SUPPLIED INFORMATION ▸
PR #771, opened 2017-07-27
Reworked IChannel.IsNsfw to support the new API flag

foxbot:
IChannel.IsNsfw will now return false when being used on any channel
that is not an ITextChannel. When being used on an ITextChannel, this
will now account for the API flag, and fall back to the channel name.

(this is gross design, thanks discord)

### DIFF
--- a/src/Discord.Net.Rest/Entities/Channels/RestChannel.cs
+++ b/src/Discord.Net.Rest/Entities/Channels/RestChannel.cs
@@ -46,7 +46,7 @@ namespace Discord.Rest
 
         //IChannel
         string IChannel.Name => null;
-        bool IChannel.IsNsfw => ChannelHelper.IsNsfw(this);
+        bool IChannel.IsNsfw => false;
 
         Task<IUser> IChannel.GetUserAsync(ulong id, CacheMode mode, RequestOptions options)
             => Task.FromResult<IUser>(null); //Overriden
--- a/src/Discord.Net.Rest/Entities/Channels/RestTextChannel.cs
+++ b/src/Discord.Net.Rest/Entities/Channels/RestTextChannel.cs
@@ -15,6 +15,8 @@ namespace Discord.Rest
 
         public string Mention => MentionUtils.MentionChannel(Id);
 
+        internal bool Nsfw { get; private set; }
+
         internal RestTextChannel(BaseDiscordClient discord, IGuild guild, ulong id)
             : base(discord, guild, id)
         {
@@ -30,6 +32,7 @@ namespace Discord.Rest
             base.Update(model);
 
             Topic = model.Topic.Value;
+            Nsfw = model.Nsfw.GetValueOrDefault();
         }
 
         public async Task ModifyAsync(Action<TextChannelProperties> func, RequestOptions options = null)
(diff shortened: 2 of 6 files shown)


src/Discord.Net.Rest/Entities/Channels/RestChannel.cs
```diff
@@ -46,7 +46,7 @@ internal static IRestPrivateChannel CreatePrivate(BaseDiscordClient discord, Mod
 
         //IChannel
         string IChannel.Name => null;
-        bool IChannel.IsNsfw => ChannelHelper.IsNsfw(this);
+        bool IChannel.IsNsfw => false;
```
FiniteReality, line 49: Why are we explicitly implementing IsNsfw? Users will just have to cast to IChannel to get access to this

src/Discord.Net.Rest/Entities/Channels/RestTextChannel.cs
```diff
@@ -15,6 +15,8 @@ public class RestTextChannel : RestGuildChannel, IRestMessageChannel, ITextChann
 
         public string Mention => MentionUtils.MentionChannel(Id);
 
+        internal bool Nsfw { get; private set; }
```
FiniteReality, line 18: Why internal? Additionally, IChannel.IsNsfw has a different behaviour to this; surely it may become confusing?

src/Discord.Net.WebSocket/Entities/Channels/SocketChannel.cs
```diff
@@ -41,7 +41,7 @@ internal static ISocketPrivateChannel CreatePrivate(DiscordSocketClient discord,
 
         //IChannel
         string IChannel.Name => null;
-        bool IChannel.IsNsfw => ChannelHelper.IsNsfw(this);
+        bool IChannel.IsNsfw => false;
```
FiniteReality, line 44: Again, it doesn't really make sense that we're only exposing IsNsfw on IChannel.

src/Discord.Net.WebSocket/Entities/Channels/SocketTextChannel.cs
```diff
@@ -16,6 +16,7 @@ public class SocketTextChannel : SocketGuildChannel, ITextChannel, ISocketMessag
         private readonly MessageCache _messages;
 
         public string Topic { get; private set; }
+        internal bool Nsfw { get; private set; }
```
FiniteReality, line 19: Again, this is implemented differently to IsNsfw, and is internal.

src/Discord.Net.Rest/Entities/Channels/RestChannel.cs
foxbot: This PR was originally developed as a patch on 1.0.x -- currently looking to merge this to fix #800. Exposing this property directly is currently being tracked on #794, and can be looked at later

src/Discord.Net.Rest/Entities/Channels/RestTextChannel.cs
foxbot: See above

FiniteReality (approved):
That reasoning makes sense. After both PRs are merged, somebody should make sure that the behaviour is consistent and that we are not duplicating code needlessly.

PR #773, opened 2017-07-27
Add BaseSocketClient object.

AntiTcb:
**Breaking changes:**

~~- Removed leftover `DiscordShardedClient.UserPresenceUpdated` event.~~
(Will be done on next major release)

**Additions:**
- Add BaseSocketClient object.
- Add ShardConnected, ShardDisconnected, ShardReady, and ShardLatencyUpdated events to DiscordShardedClient.
***Minor:***
-- Added optional [RequestOptions](https://github.com/RogueException/Discord.Net/blob/dev/src/Discord.Net.Core/RequestOptions.cs) argument that was missing from various methods.
-- Added docstrings for all events.

There is no currently existing bridge between [DiscordSocketClient](https://github.com/RogueException/Discord.Net/blob/dev/src/Discord.Net.WebSocket/DiscordSocketClient.cs) and [DiscordShardedClient](https://github.com/RogueException/Discord.Net/blob/dev/src/Discord.Net.WebSocket/DiscordShardedClient.cs), leaving users to duplicate all websocket client functionality between the two if they wish to abstract code that should be shared to a BCL, or for addon developers that wish to support both client types out of the box. 

While it makes logical sense that this wasn't implemented previously as DiscordShardedClient isn't technically a client itself, but a wrapper for multiple DiscordSocketClients, that comes at an unfortunate expense of usability for accessing events or methods only supported via websockets.

### DIFF
--- a/src/Discord.Net.Rpc/DiscordRpcClient.cs
+++ b/src/Discord.Net.Rpc/DiscordRpcClient.cs
@@ -67,6 +67,7 @@ namespace Discord.Rpc
 
         public Task StartAsync() => _connection.StartAsync();
         public Task StopAsync() => _connection.StopAsync();
+                        
 
         private async Task OnConnectingAsync()
         {
--- a/src/Discord.Net.Rpc/DiscordRpcClient.cs
+++ b/src/Discord.Net.Rpc/DiscordRpcClient.cs
@@ -22,7 +22,7 @@ namespace Discord.Rpc
 
         public ConnectionState ConnectionState { get; private set; }
         public IReadOnlyCollection<string> Scopes { get; private set; }
-        public DateTimeOffset TokenExpiresAt { get; private set; }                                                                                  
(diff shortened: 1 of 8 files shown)


src/Discord.Net.Rpc/DiscordRpcClient.cs
```diff
@@ -67,7 +67,7 @@ internal override void Dispose(bool disposing)
 
         public Task StartAsync() => _connection.StartAsync();
         public Task StopAsync() => _connection.StopAsync();
-
+
```
Joe4evr: Wat.

(Same goes for the other line in this file.)

Joe4evr:
Remove all that superfluous whitespace (`Ctrl+E, S` in VS to toggle its visibility).

AntiTcb:
Sounds good to me.

PR #790, opened 2017-08-12
Condense redundant AddField overloads in EmbedBuilder

MarkusG:
It seems redundant to have a `(string, string, bool)` overload when `EmbedFieldBuilder` takes an object anyway. I also don't know why the `(string, object)` overload has no parameter to specify inline where the `(string, string, bool)` one does.

### DIFF
--- a/src/Discord.Net.Rest/Entities/Messages/EmbedBuilder.cs
+++ b/src/Discord.Net.Rest/Entities/Messages/EmbedBuilder.cs
@@ -171,10 +171,10 @@ namespace Discord
             return this;
         }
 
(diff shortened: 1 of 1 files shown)


Nikey646:
Doesn't this make the [`AddInlineField`](https://github.com/MarkusGordathian/Discord.Net/blob/c01da2596d5cdfe3590c8a07d589b937439fc91e/src/Discord.Net.Rest/Entities/Messages/EmbedBuilder.cs#L183-L191) method redundant as well?

MarkusG:
Good point. I've removed `AddInlineField()` as well.

khionu (approved):

PR #801, opened 2017-08-27
Remove EmbedBuilder -> Embed implicit conversion

Joe4evr:
Literally every time someone in the support channel wants to know how to modify a message's embed, they ask why the compiler tells them `Cannot implicitly convert type 'Discord.EmbedBuilder' to 'Discord.Optional<Discord.Embed>'`. Reason being that the C# compiler doesn't do double implicit conversion.

Therefor I believe we should force users to always `.Build()` their embeds explicitly, so people can stop hitting this issue of seeming inconsistency.

### DIFF
--- a/src/Discord.Net.Rest/Entities/Messages/EmbedBuilder.cs
+++ b/src/Discord.Net.Rest/Entities/Messages/EmbedBuilder.cs
@@ -234,7 +234,6 @@ namespace Discord
 
             return _embed;
         }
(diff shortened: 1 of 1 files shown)


Auralytical (approved):
LGTM - I've always been a fan of doing conversions like this explicitly.

FiniteReality (approved):
I've never liked this implicit conversion in the first place; it's about time we decided to remove it.

PR #805, opened 2017-09-02
Fix typo in command setup example

Still34:


Still34:
Fix proposed in #826.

PROBLEM TO WORK ON ▸ All lines in the listing above from the line containing "-- Added optional" to the line containing "public IReadOnlyCollection<string> Scopes", inclusive, should be retyped exactly; no other lines should appear.

COMPLETED EXERCISE ▸
-- Added optional [RequestOptions](https://github.com/RogueException/Discord.Net/blob/dev/src/Discord.Net.Core/RequestOptions.cs) argument that was missing from various methods.
-- Added docstrings for all events.

There is no currently existing bridge between [DiscordSocketClient](https://github.com/RogueException/Discord.Net/blob/dev/src/Discord.Net.WebSocket/DiscordSocketClient.cs) and [DiscordShardedClient](https://github.com/RogueException/Discord.Net/blob/dev/src/Discord.Net.WebSocket/DiscordShardedClient.cs), leaving users to duplicate all websocket client functionality between the two if they wish to abstract code that should be shared to a BCL, or for addon developers that wish to support both client types out of the box. 

While it makes logical sense that this wasn't implemented previously as DiscordShardedClient isn't technically a client itself, but a wrapper for multiple DiscordSocketClients, that comes at an unfortunate expense of usability for accessing events or methods only supported via websockets.

### DIFF
--- a/src/Discord.Net.Rpc/DiscordRpcClient.cs
+++ b/src/Discord.Net.Rpc/DiscordRpcClient.cs
@@ -67,6 +67,7 @@ namespace Discord.Rpc
 
         public Task StartAsync() => _connection.StartAsync();
         public Task StopAsync() => _connection.StopAsync();
+                        
 
         private async Task OnConnectingAsync()
         {
--- a/src/Discord.Net.Rpc/DiscordRpcClient.cs
+++ b/src/Discord.Net.Rpc/DiscordRpcClient.cs
@@ -22,7 +22,7 @@ namespace Discord.Rpc
 
         public ConnectionState ConnectionState { get; private set; }
         public IReadOnlyCollection<string> Scopes { get; private set; }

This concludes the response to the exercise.